En cambio la actitud de los padres del ciego es profundamente irracional, ya que
actúan movidos por el miedo a la marginación social que comportaba el reconocer a
Jesús: “Sus padres respondieron así porque tenían miedo a los judíos, pues los judíos ya
habían acordado excluir de la sinagoga a quien reconociera a Jesús por Mesías”.

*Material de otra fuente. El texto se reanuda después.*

PR #681, opened 2019-03-28
bug/837 Get implementation version from package meta information instead of spring configuration

MiguelMartinRojas:


lib/taskana-core/pom.xml
```diff
@@ -1,303 +1,314 @@
 <project xmlns:xsi="http://www.w3.org/2001/XMLSchema-instance" xmlns="http://maven.apache.org/POM/4.0.0"
```
MiguelMartinRojas: I only have added this plugin, the rest is autoformatting.
<plugin>
                <groupId>org.apache.maven.plugins</groupId>
                <artifactId>maven-jar-plugin</artifactId>
                <configuration>
                    <archive>
                        <manifest>
                            <addDefaultImplementationEntries>true</addDefaultImplementationEntries>
                        </manifest>
                    </archive>
                </configuration>
            </plugin>

PR #684, opened 2019-04-03
task/763 remove web dependency from taskana-rest-spring-example

MiguelMartinRojas:


MiguelMartinRojas:
It was already merged ->  https://github.com/Taskana/taskana/pull/678/files

PR #692, opened 2019-05-06
TSK-847: Add Authentication to Import-Export-Module

BVier:


BVier:
Hi Mustapha,
of course I used the devMode!
Export works fine but import not.

I see the bigger problem in the export module (where no authentication is required) than with the import module.

PR #697, opened 2019-05-09
task/853 [UI] Erroneous navigation when changing domains

ignaciorecuerda:


ignaciorecuerda:
The explanation is that now the router in Taskana start in /taskana, so if it doesn't find the route the application will redirect to the default route. You can find this in https://github.com/Taskana/taskana/blob/master/web/src/app/app-routing.module.ts
For example, now the route for the workplace is "taskana/workplace" before it was "workplace"

PR #17, opened 2024-07-18
Code Climate settings

igoristic:
The `main` branch still needs to be enabled with Code Climate on the github side. I don't have the permissions to do that but it's possible to test it locally:

Test locally:
```bash
chmod +x test.sh
./test.sh
```

*We can also use this script with pre-commit hooks


IsabelLaurenceau (approved):
Approved! For future reference the rest of the team uses this template: https://cm.usa.gov/confluence/display/SRCH/Pull+Request+Template

test.sh
```diff
@@ -0,0 +1,10 @@
+#!/usr/bin/env bash
+
+if [ ! -f "/usr/local/bin/codeclimate" ]
+then
+	curl -L https://github.com/codeclimate/codeclimate/archive/master.tar.gz | tar xvz -C /home/$USER/
+	(cd /home/$USER/codeclimate-* && sudo make install)
```
selfdanielj, line 6: what about using just `$HOME/` here instead of `/home/$USER/`?  i was just testing this out locally and i don't have a `/home/$USER` but i do have a `$HOME` that points to `/users/dself` and I think `$HOME` will likely produce the same results on a linux based EC2 if thats where this is supposed to run otherwise.

search_gov_crawler/search_gov_spiders/spiders/domain_spider.py
```diff
@@ -1,9 +1,43 @@
...
+def valid_content_type(type_whitelist, content_type_header):
+        content_type_header = str(content_type_header)
+        for type_regex in type_whitelist:
+            if re.search(type_regex, content_type_header):
+                return True
+        return False
+
 starting_urls = os.path.join(
     os.path.dirname(sys.modules[__name__].__file__), "../utility_files/startingUrls.txt"
 )
```
selfdanielj, line 43: i know this piece didnt change but have you considered moving this and the reading of the file into the init method (or into a function that is called during init)?  This functionality seems like its only used if no domain (or url) is passed so there could be times when you are doing this work (and potentially causing an error) when you don't have to.

Also, do you ever use pathlib? for this stuff? I like the API a bit better than os, for instance you could replace reading and parsing the files that you have here with:
```python
starting_urls_file = Path(__file__).parent.parent / "utility_files" / "startingUrls.txt"
start_urls_list = starting_urls_file.resolve().read_text().splitlines()
```

.codeclimate.yml
```diff
@@ -0,0 +1,33 @@
...
+    config:
+      threshold: 300
+  method-lines:
+    enabled: false
+  method-count:
+    enabled: false
+  method-complexity:
+    enabled: false
+  file-lines:
+    enabled: false
```
selfdanielj, line 14: file-lines is disabled here and enabled on line 3... is that right? seems like it should only be one or the other?

test.sh
selfdanielj, line 1: Is this file going to persist in the repo?  If so, it might be more clear to name it `code_climate.sh` or `run_code_climate.sh` or something instead of `test.sh`.

.codeclimate.yml
```diff
@@ -0,0 +1,33 @@
...
+  fixme:
+    enabled: true
+  sonar-python:
+    enabled: true
+    exclude_patterns:
+    - "**/settings.py"
+  pep8:
+    enabled: true
+
+exclude_patterns:
```
selfdanielj, line 28: when i ran codeclimate i got INFO log messages like 
```
INFO: Invalid character encountered in file '/code/search_gov_crawler/__pycache__/__init__.cpython-38.pyc' at line 3 for encoding UTF-8. Please fix file content or configure the encoding to be used using property 'sonar.sourceEncoding'.
```

I dont think we need to analyze the pycache folders, right?  maybe - `"**/__pycache__/"` or maybe `__pycache__/` could be added to the `exclude_patterns` list?

search_gov_crawler/search_gov_spiders/spiders/domain_spider.py
igoristic: Yeah, this looks a lot cleaner, but I didn't want to change too much outside the scope of the ticket. We can create a cleanup/maintenance task and implement it everywhere.

test.sh
igoristic: Ah, this makes a lot more sense now why it didn't work on other machines. Strangely for me
`home/$USER == $HOME` 🤷 Probably a left over from some other scripts I was doing

IsabelLaurenceau (approved):

PR #24, opened 2024-08-14
Fixed unit tests and CircleCI

igoristic:


.circleci/config.yml
```diff
@@ -1,336 +1,32 @@
----
-version: 2
+version: 2.1
+
 jobs:
-  build_and_test:
+  build-and-test:
     docker:
-      - image: cimg/python:3.12
+      - image: cimg/python:3.9
```
selfdanielj, line 6: just curious, why did you decide to downgrade here?

igoristic: Some dependencies were failing to install, so I assumed it's because I changed the version number. But, I guess that wasn't it. Turns out some versions/packages were modified int the requirements.txt file manually, but it should be fixed now

selfdanielj: ok... i guess when we delete all but the scrapy libs we can upgrade again?

selfdanielj (approved):
Tests work locally for me.

PR #34, opened 2024-09-09
Code deploy build

igoristic:


cicd-scripts/app_install.sh
```diff
@@ -0,0 +1,60 @@
...
+    echo "Current Python version: $python_version"
+    echo "Installing Python 3.12..."
+    install_python
+fi
+
+
+
+# Creating python3.12 virtual env
+
+pip install virtualenv
```
selfdanielj, line 45: why do you install virtualenv here? doesnt look like you use it?

cicd-scripts/app_install.sh
```diff
@@ -0,0 +1,60 @@
...
+
+cd /home/ec2-user/python-flask-service
```
selfdanielj, line 47: why do you cd here?  isn't the code in `/home/ec2-user/spider`?

buildspec_spider.yml
selfdanielj, line 1: what is the purpose of this file?  it seems to do a lot of what the cicd scripts do.  Do we need both?

cicd-scripts/app_start.sh
```diff
@@ -0,0 +1,19 @@
...
+
+echo "Running searchgov-spider application..."
+# python /home/ec2-user/app/app.py
+
+pkill scrapy
+
+
+nohup scrapy crawl domain_spider &
+nohup scrapy crawl domain_spider_js &
+
```
selfdanielj, line 14: This should be starting scrapyd, scrapydweb, and logparser instead of scrapy directly right?

cicd-scripts/app_start.sh
```diff
@@ -0,0 +1,19 @@
...
+echo "\nCurrent running crawl jobs:"
+jobs
+
+echo "\noutput:"
+cat nohup.out
```
selfdanielj, line 19: do you think we will want to capture these logs in cloudwatch?  if so could stdout and stderr be redirected somewhere else?

cicd-scripts/app_install.sh
```diff
@@ -0,0 +1,60 @@
...
+
+echo "Creating python3.12 virtual environment..."
+python3.12 -m venv /home/ec2-user/app/venv
```
selfdanielj, line 50: did you install the venv in a different directory on purpose ("app" vs "spider")?  i dont think it matters just curious.

cicd-scripts/app_start.sh
selfdanielj: If so, im wondering if as a follow on we need some sort of logrotate.d or similar process to handle these.

appspec.yml
```diff
@@ -0,0 +1,34 @@
...
+    type:
+      - file
+  - object: /home/ec2-user/spider/cicd-scripts/app_stop.sh
+    owner: search
+    mode: 755
+    type:
+      - file
+hooks:
+  AfterInstall:
+    - location: spider/cicd-scripts/app_install.sh
```
selfdanielj, line 24: does this work without a fully resolved path? i don't know what the cwd is but probably not the project root

selfdanielj (commented):
A few questions below... if any change suggestions are valid, ill leave it up to you to decide if any should be included in this story or should be done in a follow on story.

igoristic:
@selfdanielj Thanks for all the feedback! Looks like I had some bad auto resolve conflicts with the multiple branches I force merged into 🤦‍♂️

cicd-scripts/app_install.sh
lsamuels-fearless, line 1: The version of Python is hard-coded here. is there a way for us to control this in a way that wouldn't require an app-side code change?

cicd-scripts/app_install.sh
```diff
@@ -1,51 +1,68 @@
 #!/bin/bash
 
+
+# A hack to get the environment running without ansible local env variables
+# This block of code will eventually be removed once ansible task is completed
+SPIDER_PYTHON_VERSION=3.12
+SPIDER_STAGING_URLS_API=https://staging.search.usa.gov/urls
```
selfdanielj, line 7: What about removing the environment name from this variable so we don't have to have two environment variables, SPIDER_STAGING_URLS_API and, i assume SPIDER_PROD_URLS_API when we can just have one SPIDER_URLS_API and set the value based on environment?

cicd-scripts/app_install.sh
```diff
@@ -1,51 +1,68 @@
...
                             tk-dev libgdbm-dev libc6-dev libbz2-dev \
                             zlib1g-dev openssl libffi-dev
 
-    # Download Python 3.12 source code
+    # Download Python source code
     cd /usr/src
-    sudo wget https://www.python.org/ftp/python/3.12.0/Python-3.12.0.tgz
-    sudo tar xzf Python-3.12.0.tgz
+    sudo wget https://www.python.org/ftp/python/${SPIDER_PYTHON_VERSION}.0/Python-${SPIDER_PYTHON_VERSION}.0.tgz
+    sudo tar xzf Python-${SPIDER_PYTHON_VERSION}.0.tgz
```
selfdanielj, line 38: does this mean we still have to make changes here for minor version updates?  Why not include the ".0" in the variable and the just use `python3` or `python` instead of `python 3.12` when upgrading pip below.

cicd-scripts/app_install.sh
```diff
@@ -1,51 +1,68 @@
...
+    echo "Python ${SPIDER_PYTHON_VERSION} is not installed. Installing Python ${SPIDER_PYTHON_VERSION}..."
     install_python
 fi
 
-# Install virtualenv using Python 3.12's pip
-sudo /usr/local/bin/python3.12 -m pip install --upgrade pip
-sudo /usr/local/bin/python3.12 -m pip install virtualenv
+# Install virtualenv using Python pip
+sudo /usr/local/bin/python${SPIDER_PYTHON_VERSION} -m pip install --upgrade pip
+sudo /usr/local/bin/python${SPIDER_PYTHON_VERSION} -m pip install virtualenv
```
selfdanielj, line 58: i don't see where we are using virtualenv.  Below you are using venv the built in module.  I don't think we need this installed.

selfdanielj (approved):
not sure if you were waiting on an approval but ok with me to merge whenever you are ready... you did a lot of great work here! 🎉

search_gov_crawler/search_gov_spiders/pipelines.py
```diff
@@ -4,47 +4,87 @@
...
+        self.file_number += 1
+        self.current_file = open(self.file_path, "w", encoding="utf-8")
+
+    def _post_urls(self):
+        """Send a POST request with the batch of URLs if any exist."""
+        if self.urls_batch:
+            try:
+                response = requests.post(self.api_url, json={"urls": self.urls_batch})
+                response.raise_for_status()
+                print(f"Successfully posted {len(self.urls_batch)} URLs to {self.api_url}.")
```
selfdanielj, line 76: I think you can probably access a logger here... can this be a `logger.info()` instead of a `print`?

search_gov_crawler/search_gov_spiders/pipelines.py
```diff
@@ -4,47 +4,87 @@
...
+            except requests.exceptions.RequestException as e:
+                print(f"Failed to send URLs to {self.api_url}: {e}")
```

También es profundamente irracional la actitud de “algunos de los fariseos”, que
se dejaron llevar por el prejuicio según el cual ellos ya tenían una idea previa,
determinada de antemano, de cual era el marco dentro del cual tenía que actuar Dios,
“prohibiéndole” a Dios salirse de ese marco, actuar fuera de él. La fuerza del prejuicio es
tan grande que llega a negar los hechos: “los judíos no se creyeron que aquél había sido
ciego y había recibido la vista”.
Dice el evangelio que los vecinos discutían sobre si era o no era el mismo ciego
que se sentaba a pedir. Es que “con los ojos abiertos había cambiado de rostro”,
comenta san Agustín. También nosotros experimentamos que, en la medida en que
acogemos la gracia y nuestra libertad corresponde a ella, va surgiendo en nosotros un
hombre nuevo, hecho de humildad, de dulzura, de paciencia, y lleno de misericordia y de
esperanza. La vida, sin cambiar su materialidad, cambia de sabor. Y comprendemos que
no hay nada más bello, más justo, más razonable que adherir a Cristo. Que el Señor,
queridos hermanos, nos conceda ser siempre fieles a la razón, sin dejarnos arrastrar ni
por el miedo ni por los prejuicios; para que adhiramos a Él. Amén.